Friday, February 19, 2016

Pope Francis v. Donald Trump

The set to yesterday between Pope Francis and Donald Trump highlights the hypocrisy of the Republican Party and its presidential nomination contenders. It also highlights the hypocrisy of the evangelical Christian base of the GOP which wears its feigned religiosity on its sleeve, condemns those who do not conform to their psychotic sexual mores, and is in general the antithesis of living the Gospel message.  Hate, division, and Pharisee like behavior is the norm and not the exception.  Thus, the ridiculousness of those who argue that the Pope should stay out of politics. Its the Republicans, including Donald Trump who constantly infuse a poisonous version of Christianity into American politics.  Indeed, Trump, Cruz and Rubio have all yet again said they will overturn the Supreme Court's ruling in Obergefell as they prostitute themselves to the Christofascists.   I disagree with the Pope on a host of issues and see him as often a hypocrite himself, but when the GOP's candidates compete to see who is the most Christian even as they push policies for the rich and seek to slash the social safety net, they have made themselves open game for much deserved criticism.  The New York Times looks at yesterday's war of words between Trump and Pope Francis.  Here are excerpts:

In his most audacious attack yet on a revered public figure, Donald J. Trump veered into risky political territory on Thursday as he denounced Pope Francis, seeking to galvanize Republicans who worry about border security and appeal to evangelical voters who regard Francis as too liberal.

After the pontiff’s remarkable contention that Mr.
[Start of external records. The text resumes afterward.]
PR #2121, opened 2026-05-11
fix: redact private endpoint log payloads

ocepkejepintu-droid:
## Summary
- stop logging full request bodies for private Stripe portal, upload-link, and invite endpoints
- keep metadata-only diagnostics for request tracing
- avoid recording Stripe customer rows in routine logs

## Motivation
This is a small public hardening follow-up for #1667. These endpoints are authenticated/private and the existing logs included request payloads or customer row data that are not needed for normal debugging.

## Business Impact
- Lowers accidental sensitive-data exposure in logs
- Keeps behavior and API responses unchanged
- Preserves enough log signal for request tracing

## Test Plan
- `bunx eslint supabase/functions/_backend/private/stripe_portal.ts supabase/functions/_backend/private/upload_link.ts supabase/functions/_backend/private/invite_new_user_to_org.ts`
- `git diff --check`

## Checklist
- [x] No behavioral/API contract changes
- [x] Focused security hardening
- [x] Local lint passes

### DIFF
--- a/supabase/functions/_backend/private/invite_new_user_to_org.ts
+++ b/supabase/functions/_backend/private/invite_new_user_to_org.ts
@@ -85,7 +85,13 @@ async function validateInvite(c: Context, rawBody: any) {
   }
 
   const body = validationResult.data
-  cloudlog({ requestId: c.get('requestId'), context: 'invite_new_user_to_org validated body', body })
+  cloudlog({
+    requestId: c.get('requestId'),
+    context: 'invite_new_user_to_org validated body',
+    orgId: body.org_id,
+    inviteType: body.invite_type,
+    hasCaptchaToken: Boolean(body.captcha_token),
+  })
 
   const authorization = c.get('authorization')
   if (!authorization)
--- a/supabase/functions/_backend/private/invite_new_user_to_org.ts
+++ b/supabase/functions/_backend/private/invite_new_user_to_org.ts
@@ -161,7 +161,7 @@ async function validateInvite(c: Context, rawBody: any) {
 
 app.post('/', middlewareAuth, async (c) => {
   const rawBody = await parseBody<any>(c)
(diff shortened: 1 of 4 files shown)


janishahn:
This patch still leaves the same private-endpoint log exposure in nearby routes:

- `supabase/functions/_backend/private/invite_new_user_to_org.ts` still logs the full validated invite body in `validateInvite`, including invitee email/name/role and `captcha_token` when present.
- `supabase/functions/_backend/private/stripe_checkout.ts` still logs the full checkout request body and later logs the loaded org object containing the Stripe `customer_id`.

If this PR is meant to close private endpoint payload logging, those should be redacted in the same pass. Otherwise invite/captcha data and Stripe customer identifiers can still land in routine worker logs after this merges.

ocepkejepintu-droid:
Addressed in 6772337ff. I extended the same metadata-only logging approach to the nearby invite and checkout routes:

- invite validation now logs org id, invite type, and captcha-token presence only, not email/name/role/captcha body values
- stripe checkout now logs org id, recurrence, and optional-field presence only, not the full checkout body
- org lookup logging now records only org id and whether a customer id exists, not the Stripe customer id value

Re-ran:

`bunx eslint supabase/functions/_backend/private/invite_new_user_to_org.ts supabase/functions/_backend/private/stripe_checkout.ts supabase/functions/_backend/private/stripe_portal.ts supabase/functions/_backend/private/upload_link.ts`
`git diff --check`

jihadMo (approved):
Reviewed the current version after the follow-up commit. The earlier gap in nearby private endpoints looks addressed now: invite validation logs only org/invite metadata plus captcha-token presence, Stripe checkout logs org/recurrence/optional-field presence instead of the full request body, and the org lookup log no longer includes the Stripe customer id value.

The original portal/upload-link changes also preserve behavior while dropping raw request payloads. The PR checks are now green, including the main test job and Playwright. No blockers from me.

WcaleNieWolny:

Trump “is not Christian” in proposing deportations and a wall with Mexico, the candidate said Francis’ criticisms were “disgraceful” and “unbelievable,” and he contended that the Mexican government had hoodwinked the pope into criticizing him.
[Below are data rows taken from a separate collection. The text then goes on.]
PR #2124, opened 2026-05-11
Block deleted bundle reads from cache

slashdevcorpse:
## Summary

- Block app-scoped attachment reads when the requested path matches a soft-deleted `app_versions.r2_path` or a persisted manifest asset path.
- Run the deleted-bundle check before cache reads and cache-to-R2 restore logic.
- Keep private download links from resolving deleted bundles.
- Add indexes for deleted bundle path lookups and persisted manifest path lookups.
- Add regression coverage for deleted bundle paths, persisted manifest asset paths, and non-deleted cached bundle reads.

/claim #1667

## Test plan

- [x] GitHub CI passed on head `0374e6c`.
- [x] `bunx vitest run tests/files-app-read-guard.unit.test.ts`
- [x] `bunx vitest run tests/files-app-read-guard.unit.test.ts tests/files-local-read-proxy.unit.test.ts tests/download-link-deleted-bundle.unit.test.ts`
- [x] `bunx eslint supabase/functions/_backend/files/files.ts supabase/functions/_backend/private/download_link.ts tests/files-app-read-guard.unit.test.ts tests/files-local-read-proxy.unit.test.ts tests/download-link-deleted-bundle.unit.test.ts`
- [x] `git diff --check`

## Screenshots

Not applicable; backend-only change.

## Checklist

- [x] My code follows the code style of this project and passes the targeted lint checks listed above.
- [x] I have tested my code manually, and I have provided steps how to reproduce my tests.

### DIFF
--- a/supabase/functions/_backend/files/files.ts
+++ b/supabase/functions/_backend/files/files.ts
@@ -363,8 +363,15 @@ async function assertReadableAppScopedAttachment(c: Context, fileId: unknown): P
         FROM public.app_versions
         WHERE owner_org = $1
           AND app_id = $2
-          AND r2_path = $3
-          AND COALESCE(deleted, false) = true
+          AND deleted = true
+          AND (
+            r2_path = $3
+            OR EXISTS (
+              SELECT 1
+              FROM unnest(manifest) AS manifest_entry
+              WHERE manifest_entry.s3_path = $3
+            )
+          )
         LIMIT 1
       `,
       [scopedPath.owner_org, scopedPath.app_id, fileId],
--- a/supabase/functions/_backend/files/files.ts
+++ b/supabase/functions/_backend/files/files.ts
@@ -356,6 +356,23 @@ async function assertReadableAppScopedAttachment(c: Context, fileId: unknown): P
     if (!app || app.owner_org !== scopedPath.owner_org) {
       quickError(404, 'not_found', 'Not found')
     }
+
+    const deletedBundlePath = await pgClient.query<{ id: number }>(
+      `
+        SELECT id
+        FROM public.app_versions
+        WHERE owner_org = $1
+          AND app_id = $2
+          AND r2_path = $3
+          AND COALESCE(deleted, false) = true
+        LIMIT 1
+      `,
+      [scopedPath.owner_org, scopedPath.app_id, fileId],
+    )
+
+    if (deletedBundlePath.rows.length > 0) {
+      quickError(404, 'not_found', 'Not found')
+    }
   }
   finally {
     await closeClient(c, pgClient)
--- a/supabase/functions/_backend/files/files.ts
+++ b/supabase/functions/_backend/files/files.ts
@@ -368,8 +368,9 @@ async function assertReadableAppScopedAttachment(c: Context, fileId: unknown): P
             r2_path = $3
             OR EXISTS (
               SELECT 1
-              FROM unnest(manifest) AS manifest_entry
-              WHERE manifest_entry.s3_path = $3
+              FROM public.manifest m
+              WHERE m.app_version_id = public.app_versions.id
+                AND m.s3_path = $3
             )
           )
         LIMIT 1
--- a/supabase/functions/_backend/private/download_link.ts
+++ b/supabase/functions/_backend/private/download_link.ts
@@ -44,6 +44,7 @@ app.post('/', middlewareAuth, async (c) => {
     .select('*, owner_org ( created_by )')
     .eq('app_id', body.app_id)
     .eq('id', body.id)
+    .eq('deleted', false)
     .single()
 
   const ownerOrg = bundle?.owner_org.created_by
--- a/supabase/migrations/20260511012637_add_app_versions_deleted_r2_path_index.sql
+++ b/supabase/migrations/20260511012637_add_app_versions_deleted_r2_path_index.sql
@@ -1,3 +1,6 @@
 CREATE INDEX IF NOT EXISTS "idx_app_versions_deleted_r2_path"
 ON "public"."app_versions" USING "btree" ("owner_org", "app_id", "r2_path")
 WHERE ("deleted" = true);
+
+CREATE INDEX IF NOT EXISTS "idx_manifest_app_version_id_s3_path"
+ON "public"."manifest" USING "btree" ("app_version_id", "s3_path");
--- a/supabase/migrations/20260511012637_add_app_versions_deleted_r2_path_index.sql
+++ b/supabase/migrations/20260511012637_add_app_versions_deleted_r2_path_index.sql
@@ -1,0 +1,3 @@
+CREATE INDEX IF NOT EXISTS "idx_app_versions_deleted_r2_path"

Politicians rarely rebuke the Vatican so forcefully for fear of alienating Catholic voters, but Mr. Trump has been increasingly aggressive ahead of Saturday’s primary in South Carolina, where polls show a tightening race and the popular Republican governor, Nikki R. Haley, just endorsed Senator Marco Rubio of Florida.

Mr. Trump’s attack on Francis reflected a political calculation that criticizing the pope would not hurt him with conservatives and might even improve his standing in South Carolina and in the Southern-dominated Super Tuesday contests on March 1. Some evangelical denominations in the South and elsewhere take a dim view of the Catholic Church, and many other social conservatives have been critical of Francis over his relatively measured statements about gays, birth control and divorce.

Attacking the pope could energize conservatives who think that Mr. Trump will go to greater lengths to halt illegal immigration than establishment politicians and power brokers like the Holy See, according to political strategists in both parties.

Still, the spectacle of the flamboyant billionaire businessman facing down the global leader of 1.2 billion Catholics was the presidential campaign’s most revealing example of Mr. Trump’s emotional instinct to make punching bags of those who cross him, whether it is Senator Ted Cruz of Texas, the leaders of longtime allies like Mexico, or the bishop of Rome.

In recent weeks, Mr. Trump has praised President Vladimir V. Putin of Russia and Saddam Hussein of Iraq while denouncing Democrats, Republicans and now Pope Francis with his provocative language, reinforcing fears in both parties that a President Trump would destabilize the United States.

Mr. Trump’s remarks could prove far more damaging to him in heavily Catholic states like New Jersey, New York and Pennsylvania, all of which have delegate-rich primaries where he is aiming for strong victories. He and his advisers have long seen working-class white voters as a core part of his electoral base, as they were in his successful primary campaign in New Hampshire last week.
But many of these voters are Catholics who, whether they like Francis or not, may blanch at Mr. Trump’s denouncing the pope for advocating the church’s position favoring compassion toward immigrants.
“Trump can take on former presidents, governors, senators, fellow candidates and the media, but I think he should just take a pass on arguing with the pope on what makes a better Christian,” said Edward Rollins, a former political adviser to President Ronald Reagan and other Republicans. “It’s a fight Trump can’t win. And shouldn’t try.”

Republican rivals seized on Mr. Trump’s pope comments to raise questions about his temperament, yet stopped short of questioning his faith or endorsing the pontiff’s criticisms.

“A lot of Southern evangelicals have looked hard at Trump and said, ‘I wish he wasn’t potty-mouthed, I wish he wasn’t thrice-married, but I believe he is going to fight for my Christian way of life, and having a strong fighter is important,” said Scott H. Huffmon, a professor of political science at Winthrop University in South Carolina and director of the Winthrop Poll there. “And the kind of people who like the pope for some of his social views aren’t likely to be Trump voters anyway.”

Mr. Trump has had “remarkably strong support” among evangelical voters in South Carolina, a group that made up about 65 percent of Republican presidential primary voters there in 2012. Catholics made up about 13 percent of the Republican primary vote that year, according to Mr. Knotts, who said he did not expect Mr. Trump’s remarks to hurt him in Saturday’s primary.